Paper No. 5
Presentation Time: 10:00 AM


JØRGENSEN, Flemming1, SANDERSEN, Peter B.E.2, HØYER, Anne-Sophie2, PALLESEN, Tom Martlev3, FOGED, Nikolaj4, HE, Xiulan5 and SONNENBORG, Torben O.6, (1)Dept. of Groundwater and Quaternary Geology Mapping, Geological survey of Denmark and Greenland, GEUS, Lyseng Alle 1, Højbjerg, DK-8270, Denmark, (2)Dept. of Groundwater and Quaternary Geology Mapping, Geological Survey of Denmark and Greenland, GEUS, Lyseng Alle 1, Højbjerg, DK-8270, Denmark, (3)I•GIS, Voldbjergvej 14, Risskov, DK 8240, Denmark, (4)Deptartment of Geoscience, Aarhus University, Høegh-Guldbergs Gade 2, building 1120, Aarhus C, DK-8000, (5)Department of Geosciences and Natural Resource Management, Section of Geology, University of Copenhagen, Øster Voldgade 10, Copenhagen K, DK-1350, (6)Geological Survey of Denmark and Greenland (GEUS), Ø. Voldgade 10, Copenhagen K, 1350, Denmark,

A very complex architecture of the near-surface deposits in Denmark is a big challenge when 3D models are constructed. Borehole data are normally insufficient for proper 3D modeling due to low data density. Instead, airborne electromagnetic techniques are used to provide information on the spatial distribution and composition of the geology. Airborne surveys are normally combined with seismic data to map the stratigraphic framework in the model area.

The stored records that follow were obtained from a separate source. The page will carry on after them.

PR #1359, opened 2018-01-25
Improve DigitalOcean default region handling

kklin:
Booting machines in DigitalOcean without specifying a region is not working
currently.


docs/_FAQ.md
```diff
@@ -53,3 +53,14 @@ container on a Kelda worker:
...
 [VPC section of the online AWS console](http://console.aws.amazon.com/vpc).
+
+### My DigitalOcean machines are failing to boot with the error "422 Region is not available"
+DigitalOcean sometimes temporarily disables Droplet creations. Trying a
+different region will most likely resolve this problem.
+
+To confirm that the error is because Droplet creations are disabled for your
+region, go the [Droplet creation
+page](https://cloud.digitalocean.com/droplets/new) on the DigitalOcean UI. If
+DigitalOcean has disabled your desired region, hovering over the region under
```
luise: This is a nit, but I wonder if it's better to be less specific, so our docs aren't outdated when DO e.g change their message. We could e.g. say something like "... on the DigitalOcean UI. Under "Choose a datacenter region", you can see if any of the regions are unavailable".

kklin: That sounds good, it flows better too!

kklin:
@luise addressed your comments, and fixed the failing tests

PR #1362, opened 2018-01-26
mock_docker: Check if image exists when pushing

kklin:
The previous mock Docker implementation did not require that images were
built before pushing.


kklin:
OK @luise, my testing is done. This PR is _officially_ assigned to you 😄

luise:
@quilt-bot (which should totally be renamed?!) never doubted it was my PR 😀

PR #1367, opened 2018-01-30
bindings: Restrict allowable hostnames

kklin:
Before, we did no validation on hostnames. A bad hostname can introduce
all sorts of bugs: for example, if uppercase hostnames were allowed, two
hostnames that only differed in capitalizations would lead to
non-determinism in DNS lookups.

This commit adopts the same hostname definition used by Kubernetes.
Specifically, hostnames must not be longer than 253 characters, and can
only container lowercase letters, numbers, and hyphens.


CHANGELOG.md
```diff
@@ -4,6 +4,10 @@ Kelda Change Log
 Up Next
```
aegamesi: Commit message:

'container' should be 'contains', and I personally think 'differ only in capitalizations' should drop the 's' on capitalization

js/bindings/bindings.js
```diff
@@ -1460,6 +1463,23 @@ function getInfrastructure() {
...
 
+/**
+ * validateHostname checks whether the given hostname is a valid hostname.
+ * If the hostname is invalid, it throws an error.
+ *
+ * @param {string} hostname - The hostname to validate.
+ * @returns {void}
+ */
+function validateHostname(hostname) {
+  const regexp = new RegExp('^[a-z0-9]([-a-z0-9]*[a-z0-9])?$');
```
aegamesi: Is not starting with/ending with hyphens also a restriction? If so, I think that should be documented somewhere. Is `a------b` a valid hostname? This regex seems a little strange.

CHANGELOG.md
kklin: Ha.. I actually make the "contain" -> "container" typo a lot. I'm really used to typing "container"

js/bindings/bindings.js
kklin: I added a note to the error message about not starting/ending with hyphens.

The regex comes from Kubernetes, so I'm inclined to just leave it the same

kklin:
@aegamesi do you want to take another look at this?

PR #1368, opened 2018-01-30
bindings: Remove deprecated methods allowFrom and allow

aegamesi:
These methods were replaced with allowTraffic and deprecated in an
earlier release. This change removes them and their associated tests.


kklin:
Our kelda-corp deployment should be updated before this is merged. I'll handle it.

kklin:
@aegamesi looks like there's some merge conflicts now

aegamesi:
@kklin fixed merge conflicts

PR #1374, opened 2018-02-02
dns: Remove .q TLD from Kelda hostnames

kklin:


CHANGELOG.md
```diff
@@ -13,6 +13,8 @@ this feature should query their public IP at runtime using a service such as
 checkip.amazon.com, or pass containers a floating IP (or DNS name backed by a
 floating IP) and use placement rules to ensure the container is scheduled at
 that floating IP.
+- Remove the `.q` TLD for Kelda hostnames. Kubernetes doesn't support hostnames
```
luise: This will break the HAProxy unit test sthat checks the config: https://github.com/kelda/haproxy/blob/master/test/haproxy-test.js and https://github.com/kelda/haproxy_auto_https/blob/master/test/haproxy-test.js. Not sure if it should work with master or latest release.

luise: The Spark master URL in this example will also be out of date: https://github.com/kelda/spark#run-jobs.

kklin: Good catch! I'll submit PRs for them now, but they shouldn't be merged until the next release is made.

How did you find these references? Wondering what else I might have missed..

luise: Awesome! I just thought of the HAProxy one, which made me look around a little more. I ran a `grep` that wasn't ideal, but helped narrow things down (fortunately there aren't many other words in our code that start with q!):

```
grep -rIF --exclude-dir=node_modules --exclude-dir=vendor --exclude-dir=integration-tester/node_modules --exclude-dir=docs ".q" 
```

I ran something similar in my blueprints directory, but that's not bullet proof since some of my local clones are out of date with upstream -- did help me catch the spark one, though!

js/bindings/bindings.js
```diff
@@ -343,7 +343,7 @@ class LoadBalancer {
    * @returns {string} The Kelda hostname that represents the entire load balancer.
    */
   hostname() {
```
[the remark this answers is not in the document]
kklin: I personally prefer using functions since it makes the documentation easier to read IMO. Functions are more obviously public-facing than member variables (I don't think our documentation even includes the member variables right now), but that could just be personal preference.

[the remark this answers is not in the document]
luise: That's fine with me too. I thought I remembered you saying that you prefer accessing the properties directly as opposed to through methods (but after looking up that conversation, you were talking about setting properties, not getting them).

I'm fine with keeping them, but we should definitely make sure that they're called the same. It's confusing that one is `getHostname()` and the other is `hostname()`. Unless there is a good reason?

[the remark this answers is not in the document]
kklin: No, I agree that their names should be consistent

CHANGELOG.md
kklin: Nice! I didn't know about the --exclude-dir flag.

To transform airborne electromagnetic data into geology is complicated with many pitfalls and requires geophysical as well as geological insight. Thorough geological background knowledge must be implemented in the interpretation while concurrently identifying and acknowledging the basic limitations of the method. Cognitive modeling is therefore normally preferred.

A large-scale airborne transient electromagnetic survey (conducted with the SkyTEM system) and 38 km high-resolution seismic data have together with new and existing borehole data and hydrocarbon exploration data been available for the model construction. The data are unevenly distributed across the area and the entire model area is not covered by the SkyTEM survey. Cross-cutting tunnel valleys, faults, erosional unconformities, delta units and glaciotectonic complexes are among the geological features identified in the area. The complexity varies as a result of shifting geological environments across the model area.

A broad geological overview and understanding of the area is gained by cognitive co-interpretation of the geophysical and geological data. To address the high level of detail in the SkyTEM data, the model is constructed as a voxel model with lithofacies attributes supplemented with surfaces. The model is mainly constructed manually by cognitive interpretation, but geostatistic inversion has been used to distribute lithology to voxels within the glaciotectonic complexes (where SkyTEM exists). Stochastic modeling (SGeMS) has been used for the shallow part of the subsurface in the area without SkyTEM data.